#### DATA PROVIDED ####

PR #18026, opened 2024-03-27
Fixed #35331 -- Updated dropdown lists with new entries added via the "+" sign from M2M field.

devin13cox:
# Trac ticket number
ticket-35331

# Branch description
When adding a new related entry on a filter horizontal vie the "+" sign from an M2M field, it used to not updated related fields. Now we call `UpdateRelatedSelectOptions` for all related fields except the `from` box. This also introduces a fix to ensure that the cache always accounts for items inside the selectBox so that they may be moved without requiring a refresh.

### DIFF
--- a/django/contrib/admin/static/admin/js/admin/RelatedObjectLookups.js
+++ b/django/contrib/admin/static/admin/js/admin/RelatedObjectLookups.js
@@ -87,7 +87,7 @@
         }
     }
 
-    function updateRelatedSelectsOptions(currentSelect, win, objId, newRepr, newId) {
+    function updateRelatedSelectsOptions(currentSelect, win, objId, newRepr, newId, skipIds = []) {
         // After create/edit a model from the options next to the current
         // select (+ or :pencil:) update ForeignKey PK of the rest of selects
         // in the page.
@@ -100,7 +100,7 @@
         const selectsRelated = document.querySelectorAll(`[data-model-ref="${modelName}"] [data-context="available-source"]`);
 
         selectsRelated.forEach(function(select) {
-            if (currentSelect === select) {
+            if (currentSelect === select || skipIds && skipIds.includes(select.id)) {
                 return;
             }
 
@@ -109,6 +109,11 @@
             if (!option) {
                 option = new Option(newRepr, newId);
                 select.options.add(option);
+                // Update SelectBox cache for related fields.
+                if (window.SelectBox !== undefined && !SelectBox.cache[currentSelect.id]) {
+                    SelectBox.add_to_cache(select.id, option);
+                    SelectBox.redisplay(select.id);
+                }
                 return;
             }
 
@@ -136,9 +141,14 @@
             $(elem).trigger('change');
         } else {
             const toId = name + "_to";
+            const toElem = document.getElementById(toId);
             const o = new Option(newRepr, newId);
             SelectBox.add_to_cache(toId, o);
             SelectBox.redisplay(toId);
+            if (toElem && toElem.nodeName.toUpperCase() === 'SELECT') {
+                const skipIds = [name + "_from"];
+                updateRelatedSelectsOptions(toElem, win, null, newRepr, newId, skipIds);
+            }
         }
         const index = relatedWindows.indexOf(win);
         if (index > -1) {
--- a/tests/admin_views/test_related_object_lookups.py
+++ b/tests/admin_views/test_related_object_lookups.py
@@ -3,6 +3,8 @@ from django.contrib.auth.models import User
 from django.test import override_settings
 from django.urls import reverse
 
+from .models import CamelCaseModel
+
 
 @override_settings(ROOT_URLCONF="admin_views.urls")
 class SeleniumTests(AdminSeleniumTestCase):
@@ -100,6 +102,8 @@ class SeleniumTests(AdminSeleniumTestCase):
         self.wait_until(lambda d: len(d.window_handles) == 1, 1)
         self.selenium.switch_to.window(self.selenium.window_handles[0])
 
+        id_value = CamelCaseModel.objects.get(interesting_name=interesting_name).id
+
         # Check that both the "Available" m2m box and the "Fk" dropdown now
         # include the newly added CamelCaseModel instance.
         fk_dropdown = self.selenium.find_element(By.ID, "id_fk")
@@ -107,7 +111,7 @@ class SeleniumTests(AdminSeleniumTestCase):
             fk_dropdown.get_attribute("innerHTML"),
             f"""
             <option value="" selected="">---------</option>
-            <option value="1" selected>{interesting_name}</option>
+            <option value="{id_value}" selected>{interesting_name}</option>
             """,
         )
         # Check the newly added instance is not also added in the "to" box.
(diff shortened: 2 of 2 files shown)


nessita:
Hey @devin13cox, thank you for your continued and steady contributions!

I haven't tried this yet but I think this is not the proper solution, in my [original debugging I mentioned](https://github.com/django/django/pull/17897#issuecomment-2000288000):

> Basically the id used in the `document.getElementById` is wrong for the M2M widget (but *correct* for the single FK field, so we may need to fix the call site to pass the proper name)

So the proposed adding `_from` will break the current use cases that *are* working, so this fix would need to change the call sites of this code and (perhaps) pass the element identifier. Does this make sense?

devin13cox:
> Hey @devin13cox, thank you for your continued and steady contributions!
> 
> I haven't tried this yet but I think this is not the proper solution, in my [original debugging I mentioned](https://github.com/django/django/pull/17897#issuecomment-2000288000):
> 
> > Basically the id used in the `document.getElementById` is wrong for the M2M widget (but _correct_ for the single FK field, so we may need to fix the call site to pass the proper name)
> 
> So the proposed adding `_from` will break the current use cases that _are_ working, so this fix would need to change the call sites of this code and (perhaps) pass the element identifier. Does this make sense?

Yeah I realized that after the initial push, hence the re-check after initial failure if applicable added in the second commit. Might be cleaner to pass the proper name from wherever it is initialized. I'll see if I can hunt that spot down.

nessita:
> > Hey @devin13cox, thank you for your continued and steady contributions!
> > I haven't tried this yet but I think this is not the proper solution, in my [original debugging I mentioned](https://github.com/django/django/pull/17897#issuecomment-2000288000):
> > > Basically the id used in the `document.getElementById` is wrong for the M2M widget (but _correct_ for the single FK field, so we may need to fix the call site to pass the proper name)
> > 
> > 
> > So the proposed adding `_from` will break the current use cases that _are_ working, so this fix would need to change the call sites of this code and (perhaps) pass the element identifier. Does this make sense?
> 
> Yeah I realized that after the initial push, hence the re-check after initial failure if applicable added in the second commit. 

Oh, I see now, thanks for mentioning it.

> Might be cleaner to pass the proper name from wherever it is initialized. I'll see if I can hunt that spot down.

Yeah, I would much rather we do this, if it's possible. Let me know! I'll set the ticket as "patch needs improvement", when this is ready for re-review, please update the ticket flags accordingly. Thank you!

django/contrib/admin/static/admin/js/admin/RelatedObjectLookups.js
```diff
@@ -118,7 +118,9 @@
     }
 
     function dismissAddRelatedObjectPopup(win, newId, newRepr) {
-        const name = removePopupIndex(win.name);
+        const urlParams = new URLSearchParams(win.location.search);
+        const tackOn = urlParams.has('_name_alteration') ? urlParams.get('_name_alteration') : '';
```
sarahboyce, line 122: This can be simplified to:
```suggestion
        const tackOn = urlParams.get('_name_alteration') || '';
```

tests/admin_views/test_related_object_lookups.py
```diff
@@ -117,3 +117,46 @@ def test_related_object_update_with_camel_casing(self):
...
+
+        # Check that the state is in the Available Source box
+        self.assertHTMLEqual(
+            _get_HTML_inside_element_by_id("id_m2m_from"),
+            f"""
+            <option selected value="1">{name}</option>
+            """,
+        )
+
+        # Now check that the state shows in the fk box
```
sarahboyce, line 155: I think these comments are not needed 👍 
```suggestion
        self.selenium.find_element(By.ID, "add_id_m2m").click()
        self.wait_for_and_switch_to_popup()

        self.selenium.find_element(By.ID, "id_interesting_name").send_keys(name)
        self.selenium.find_element(By.NAME, "_save").click()

        self.wait_until(lambda d: len(d.window_handles) == 1, 1)
        self.selenium.switch_to.window(self.selenium.window_handles[0])

        self.assertHTMLEqual(
            _get_HTML_inside_element_by_id("id_m2m_from"),
            f"""
            <option selected value="1">{name}</option>
            """,
        )
```

sarahboyce (commented):
There's a bug with the current solution

image

When I add via the M2M widget, the new 'State' object appears in both places (both available and chosen source). If I then select it to move it to chosen source, they both vanish from the widget. It does however appear in the dropdown. 
Can you take a look?

There is also a selenium test failure which needs investigating

sarahboyce:
Sorry @devin13cox I didn't realise the bug was being handled in a different PR and already had a ticket (sorry about that)
Only minor formating changes required here 👍

devin13cox:
Not really sure what is causing the Selenium test to fail. Locally this is not the case, (including an up-to-date merge) and the test as-is is what I would expect the actual functionality to be. The value getting set to two almost sounds like an extra item is being created--which would be an issue--but I am having a hard time reproducing it. 

Any chance either of you @nessita @sarahboyce have an idea of why it's failing here but not locally?

devin13cox:
Is it possible to re-run the checks? I'm fairly certain this change does not impact cache tests.

sarahboyce:
Hi @devin13cox I have merged in https://github.com/django/django/pull/17897 and rebased this PR on main
Unfortunately we have a bug here, when I add a new entry using the M2M "+" action, the new instance is added to the "Available" box rather than the "Chosen" box. If I then select it and click the arrow to move it to chosen, it disappears from "Available" but does not appear in "Chosen".
We should add asserts to the test that the item exists in the chosen box and not the available box and push up a fix 👍

devin13cox:
I found a new bug in master while testing. When adding a foreign key, it correctly shows up in the "from" box, but when clicked to move over to the "chosen" box, it disappears. This is due to a related change, but not this PR.

devin13cox:
@sarahboyce Sorry for the delay in getting back to this! I ended up changing the approach a bit to a new direction that makes more sense to me (it's also simpler). Basically we ensure the we call `updateRelatedSelectsOptions` while also explicitly denying an update to the `from` box (this all is happening inside of an `else` statement where we are handling the `to` box anyways). I made the parameter accept an array to make it more generic in the event of future use cases--although technically we could get away with a singular string value for this PR. 

Additionally, the issue involving disappearing items when moving between the SelectBox was actually also an issue in main; it is relevant to this ticket--but also enlarges the scope--so not sure if you'd prefer a separate PR here or maybe we can just expand the scope of the ticket's title.

The solution there was to ensure that we are updating the cache during instances where we would have skipped a cache update (this is particularly important when adding a FK when a M2M select box exists). 

Let me know what you think, thanks!

sarahboyce (commented):
Thank you for the updates @devin13cox - been testing and looks really good!

django/contrib/admin/static/admin/js/admin/RelatedObjectLookups.js
```diff
@@ -109,6 +110,11 @@
             if (!option) {
                 option = new Option(newRepr, newId);
                 select.options.add(option);
+                // This is needed to properly update SelectBox cache from related fields.
+                if ((window.SelectBox !== undefined) && (!SelectBox.cache[currentSelect.id] || !SelectBox.cache_contains(currentSelect.id, option.value))) {
```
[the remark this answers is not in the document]
devin13cox: I just tested and you are correct in that we do not need `!SelectBox.cache_contains(currentSelect.id, option.value)`.

sarahboyce (approved):
Thank you @devin13cox - this is great ⭐ 
I pushed minor tweaks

####

ACTIVITY: Across the records above, return every line that contains the word "toElem".

RESULT OF THIS TASK:
+            const toElem = document.getElementById(toId);
+            if (toElem && toElem.nodeName.toUpperCase() === 'SELECT') {
+                updateRelatedSelectsOptions(toElem, win, null, newRepr, newId, skipIds);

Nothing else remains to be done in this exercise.